Katie On a scale of what to what? (laughs)
Amy On a scale of being able to sleep at night to, what’s going on?
Katie I think, you know, a lot of people have said this, that this administration sort of thrives and prospers on chaos and keeping all of us off balance and not knowing what’s going to happen next. And so by the time we know something and react to it, we’re on to the next thing, right? I think that the task in front of all of right now is not to let that stop us and not to that confuse us. So yeah, there’s a an effort to keep old coal plants running, which means we need to not think that coal is dead, but continue to fight coal. We thought that fight was over. It’s too bad it’s not, but I think, you know, it sort of gives us our marching orders as advocates.

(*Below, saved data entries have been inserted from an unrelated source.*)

PR #989, opened 2018-06-19
Updated Campaigns Index Action

mendelB:
### What does this PR do?

This PR updates the `Campaigns#index` action to process a `filter[id]=1,2,3` query.

This is a bit of a hefty action. I imagine that once we bring this action fully up to speed (full index support, pagination etc.) we can get to clean this up some more 🙏

#942

### DIFF
--- a/app/Http/Controllers/Api/CampaignsController.php
+++ b/app/Http/Controllers/Api/CampaignsController.php
@@ -51,9 +51,9 @@ class CampaignsController extends Controller
         // All remaining IDs are presumed to be Contentful IDs.
         $contentfulIds = array_diff($idsArray, $legacyIds);
 
-        $legacyCampaigns = count($legacyIds) ? $this->campaignRepository->findByLegacyCampaignIds($legacyIds) : collect();
+        $legacyCampaigns = $this->campaignRepository->findByLegacyCampaignIds($legacyIds);
 
-        $contentfulCampaigns = count($contentfulIds) ? $this->campaignRepository->findByIds($contentfulIds) : collect();
+        $contentfulCampaigns = $this->campaignRepository->findByIds($contentfulIds);
 
         $campaigns = $contentfulCampaigns->merge($legacyCampaigns);
 
--- a/app/Http/Controllers/Api/CampaignsController.php
+++ b/app/Http/Controllers/Api/CampaignsController.php
@@ -40,10 +40,11 @@ class CampaignsController extends Controller
 
         $idsArray = explode(',', $ids);
 
-        // We limit filter[id] requests to a maximum of 10 IDs.
-        if (count($idsArray) > 10) {
-            return response()->json('Exceeded limit of 10 IDs', 422);
-        }
+        $request->query('filter')['id'] = $idsArray;
+
+        $this->validate($request, [
+            'filter.id' => 'max:10'
+        ]);
 
         // Extract the legacy IDs.
         $legacyIds = array_filter($idsArray, 'is_legacy_id');
--- a/app/Http/Controllers/Api/CampaignsController.php
+++ b/app/Http/Controllers/Api/CampaignsController.php
@@ -2,6 +2,7 @@
 
 namespace App\Http\Controllers\Api;
 
+use Illuminate\Http\Request;
 use App\Http\Controllers\Controller;
 use App\Repositories\CampaignRepository;
 
@@ -29,11 +30,38 @@ class CampaignsController extends Controller
      *
      * @return \Illuminate\Http\JsonResponse
      */
-    public function index()
+    public function index(Request $request)
     {
-        $data = $this->campaignRepository->getAll();
+        $this->validate($request, [
+            // We're only supporting requests with an ID filter query.
+            'filter.id' => 'required',
+        ]);
 
-        return response()->json(['data' => $data]);
+        $ids = $request->query('filter')['id'];
+
+        $idsArray = explode(',', $ids);
+
+        // We limit filter[id] requests to a maximum of 10 IDs.
+        if (count($idsArray) > 10) {
+            // Not sure that this is the right thing to do here:
+            return response()->json('Exceeded limit of 10 IDs', 422);
+        }
+
+        // Extract the legacy IDs.
+        $legacyIds = collect($idsArray)->filter(function($id) {
+            return is_legacy_id($id);
+        })->all();
+
+        // All remaining IDs are presumed to be Contentful IDs.
+        $contentfulIds = array_diff($idsArray, $legacyIds);
+
+        $contentfulCampaigns = $this->campaignRepository->findByLegacyCampaignIds($legacyIds);
+
+        $legacyCampaigns = $this->campaignRepository->findByIds($contentfulIds);
+
+        $campaigns = $contentfulCampaigns->merge($legacyCampaigns);
+
+        return response()->json(['data' => $campaigns]);
     }
 
     /**
--- a/app/Http/Controllers/Api/CampaignsController.php
+++ b/app/Http/Controllers/Api/CampaignsController.php
@@ -34,7 +34,7 @@ class CampaignsController extends Controller
     {
         $ids = array_get($request->query('filter'), 'id');
 
-        if (!$ids) {
+        if (! $ids) {
             return response()->json(['data' => []]);
         }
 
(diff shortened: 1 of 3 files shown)


app/Http/Controllers/Api/CampaignsController.php
```diff
@@ -29,11 +30,38 @@ public function __construct(CampaignRepository $campaignRepository)
...
      * @return \Illuminate\Http\JsonResponse
      */
-    public function index()
+    public function index(Request $request)
     {
-        $data = $this->campaignRepository->getAll();
+        $this->validate($request, [
+            // We're only supporting requests with an ID filter query.
+            'filter.id' => 'required',
+        ]);
```
mendelB: This works fine for AJAX requests. For regular HTTP requests, this redirects to `us/campaigns` upon failure

app/Http/Controllers/Api/CampaignsController.php
```diff
@@ -29,11 +30,38 @@ public function __construct(CampaignRepository $campaignRepository)
...
+        $legacyIds = collect($idsArray)->filter(function($id) {
+            return is_legacy_id($id);
+        })->all();
+
+        // All remaining IDs are presumed to be Contentful IDs.
+        $contentfulIds = array_diff($idsArray, $legacyIds);
+
+        $contentfulCampaigns = $this->campaignRepository->findByLegacyCampaignIds($legacyIds);
+
+        $legacyCampaigns = $this->campaignRepository->findByIds($contentfulIds);
```
mendelB: @weerd My question about empty ID arrays was referring to this and the above method calls. Suppose all IDs in the request were legacy IDs, we'd then be calling this with an empty array, and then `findByIds` would be querying Contentful for no reason.

So I was wondering if it'd be our job here to ensure `count($contentfulIds/legacyIds)` before calling these methods, or should those methods themselves make that determination before querying?

app/Http/Controllers/Api/CampaignsController.php
```diff
@@ -29,11 +30,38 @@ public function __construct(CampaignRepository $campaignRepository)
...
+        })->all();
+
+        // All remaining IDs are presumed to be Contentful IDs.
+        $contentfulIds = array_diff($idsArray, $legacyIds);
+
+        $legacyCampaigns = $this->campaignRepository->findByLegacyCampaignIds($legacyIds);
+
+        $contentfulCampaigns = $this->campaignRepository->findByIds($contentfulIds);
+
+        $campaigns = $contentfulCampaigns->merge($legacyCampaigns);
```
mendelB: @weerd My question about empty ID arrays was referring to this and the above method calls. Suppose all IDs in the request were legacy IDs, we'd then be calling this with an empty array, and then `findByIds` would be querying Contentful for no reason.

So I was wondering if it'd be our job here to ensure `count($contentfulIds/legacyIds)` before calling these methods, or should those methods themselves make that determination before querying?

app/Http/Controllers/Api/CampaignsController.php
weerd: It seems odd to see the validator not used in a method related to a POST request, but I think it technically should be fine 🤔

mendelB: Is it like an anti-pattern, or just out of the ordinary?
I guess it's a weird case here that we're like only allowing requests with a certain filter through?

weerd: oh actually, we could just remove this...

If `filter.id` is not provided, than we should not have any IDs and thus `count` is 0 and we just return an empty array.

mendelB: Ah true!! Why bother validating

mendelB: But that does beg this question as well
https://github.com/DoSomething/phoenix-next/pull/989#discussion_r196583168

mendelB: ...Or is it no biggie if we make those blank requests, than no sweat!

weerd: looking into that now. Ideally with nothing there we don't make those requests.

app/Http/Controllers/Api/CampaignsController.php
weerd: Maybe something like:

```php
$legacyCampaigns = count($legacyIds) ? $this->campaignRepository->findByLegacyCampaignIds($legacyIds) : [];

$contentfulCampaigns = count($contentfulIds) ? $this->campaignRepository->findByIds($contentfulIds) : [];

 $campaigns = $contentfulCampaigns->merge($legacyCampaigns);
```
If not ids for either, it's just an empty array, and when merged should be all good.

weerd: We can probs after refactor and clean this up a bit once it's all working :)

mendelB: Makes sense! I'll get this in.

app/Http/Controllers/Api/CampaignsController.php
```diff
@@ -29,11 +30,36 @@ public function __construct(CampaignRepository $campaignRepository)
...
-        return response()->json(['data' => $data]);
+        if (! $ids) {
+            return response()->json(['data' => []]);
+        }
+
+        $idsArray = explode(',', $ids);
+
+        // We limit filter[id] requests to a maximum of 10 IDs.
+        if (count($idsArray) > 10) {
+            return response()->json('Exceeded limit of 10 IDs', 422);
```
mendelB: Should this be returning some sort of object, or raising some sort of error, or are we fine with returning a simple JSON string?

app/Http/Controllers/Api/CampaignsController.php
```diff
@@ -29,11 +30,36 @@ public function __construct(CampaignRepository $campaignRepository)
...
+        }
+
+        // Extract the legacy IDs.
+        $legacyIds = collect($idsArray)->filter(function ($id) {
```
DFurnes: This could be simplified to `array_filter($idsArray, 'is_legacy_id')` if you want to save some space.

app/Http/Controllers/Api/CampaignsController.php
```diff
@@ -29,11 +30,36 @@ public function __construct(CampaignRepository $campaignRepository)
...
+            return is_legacy_id($id);
+        })->all();
+
+        // All remaining IDs are presumed to be Contentful IDs.
+        $contentfulIds = array_diff($idsArray, $legacyIds);
+
+        $legacyCampaigns = count($legacyIds) ? $this->campaignRepository->findByLegacyCampaignIds($legacyIds) : collect();
```
DFurnes: I think it might be a good idea to pull this conditional into `findByLegacyCampaignIds`, so we can always call the function here and the repository knows it doesn't need to fire off an API request if the array is empty.

app/Http/Controllers/Api/CampaignsController.php
weerd: What does this look like as a response? Does Laravel's handler take over and provide an API response with related error structure?

DFurnes: Let's use a validator for this, e.g:

```php
validator($request->query, ['ids' => 'required|min:1'])->validate();
```

weerd: It's my bad. Initially @mendelB had a validator in here and I recommended removing it. I think lets keep it with a max at `10`, and just return empty array if no ids in filter provided.

mendelB:
Updated based on feedback most notably:

- Using a new `TruncatedCampaign` Entity for constructing the returned campaign entries. (I took the liberty of using this in the `getAll` function as well) I based the fields to keep off of what we had in `LegacyCampaign`
- Checking and returning for empty ID arrays in the `CampaignRepository` instead of the controller
- Converting the `filter[id]` to an array so that we could use the native validation. (I *think* this is what y'all were recommending to do?)

app/Http/Controllers/Api/CampaignsController.php
```diff
@@ -29,11 +30,36 @@ public function __construct(CampaignRepository $campaignRepository)
...
      * @return \Illuminate\Http\JsonResponse
      */
-    public function index()
+    public function index(Request $request)
     {
-        $data = $this->campaignRepository->getAll();
+        $ids = array_get($request->query('filter'), 'id');
 
-        return response()->json(['data' => $data]);
+        if (! $ids) {
```
DFurnes: Now that `findByLegacyCampaignIds` and `findByIds` can handle empty arrays without making a request, can we remove this separate empty response?

DFurnes:
> Converting the `filter[id]` to an array so that we could use the native validation. (I *think* this is what y'all were recommending to do?)

Yeah, I'm glad it worked! It could be fun to see if this would make sense as a `parseQueryString()` helper that iterates over any values and parses them as CSVs, but this is totally cool to ship IMO.

app/Http/Controllers/Api/CampaignsController.php
mendelB: The only trouble here was that `explode` returns an array with an empty string element even when `$ids` was `null`, so I just added a ternary to address that scenario.

mendelB:
@DFurnes I guess I'll ship as is for now if that's cool, since I'm not sure I completely understand how that helper would work. Would love to tackle adding that in eventually!

DFurnes:
Yeah, ship away! ⛵️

Katie Bringing it back to our lawsuit against the EPA. This is not the first time we sued the EPA, right? We sued the E.P.A. Under the previous Trump administration and won about air pollution protections here in Wisconsin. So what is next for this lawsuit against the EPA because sometimes it feels very big to be suing the Environmental Protection Agency and like a very difficult thing to win. But. But I guess it is possible.
Katie I think it’s very possible in the case of the endangerment finding, because they have neither the law or the science in their favor. So I think, you know, I do think the courts are going to be hard pressed to find in their favor for this one. Could be wrong, but I’m hopeful.
Amy Because this was already decided by the Supreme Court.
Katie Right, correct. I mean, again, you know, to the chaos point, we’re already getting ready to file, you now, three more lawsuits against the EPA, so we’re getting used to it.
Amy So you’re gonna be busy.
Katie Yeah, we’re gonna be busy and we’re going to win.
Amy It’s hard to have these kinds of conversations, I think, because once you start listing all of the things that are going on just about the environment, about human health protections and what the EPA should be doing and what they federal government should be doing to protect us, it gets overwhelming. So how do you come in here every day with the pipeline of lawsuits that we’re facing to not feel? Thank you very much. Overwhelmed and not let that chaos kind of get to you and to the work here at Clean Wisconsin.
Katie I’m very angry. It energizes me. No, actually there’s some truth to that. I do think that a lot of this is so outrageous that it’s energizing in a sense, because you can’t be complacent. You can’t expect the government, right now anyway, to protect us from environmental harm or health harms. And so we’ve got to step up and we’ve be energetic and fight back. And I think that’s what keeps me going.
Katie Do you think we’re going to get back to a time when the EPA is back in its mission of protecting public health and the environment?
Katie Yes, I do. We have some great partners and allies all across the country who we work with on these issues. And they’re very talented and very smart people. And they are dedicated. And they aren’t going to stop. And we’ve won before and we’re going to continue to fight back and win. This can’t, this isn’t going continue.
Amy Wisconsin’s Katie Nekola. Thank you so much for taking the time to talk to me about this and leaving us on a hopeful note. So I appreciate it.
Katie Thank you, Amy, as always.
Amy And thank you for listening to the Defender Podcast for a link to that study about the ugly impacts of the big beautiful bill in Wisconsin. Check out the show notes or log on to cleanwisconsin.org slash podcast. We’ll also include more information about our lawsuit against the EPA over its rescission of the endangerment finding. I’m Amy Barrio. Talk to you later.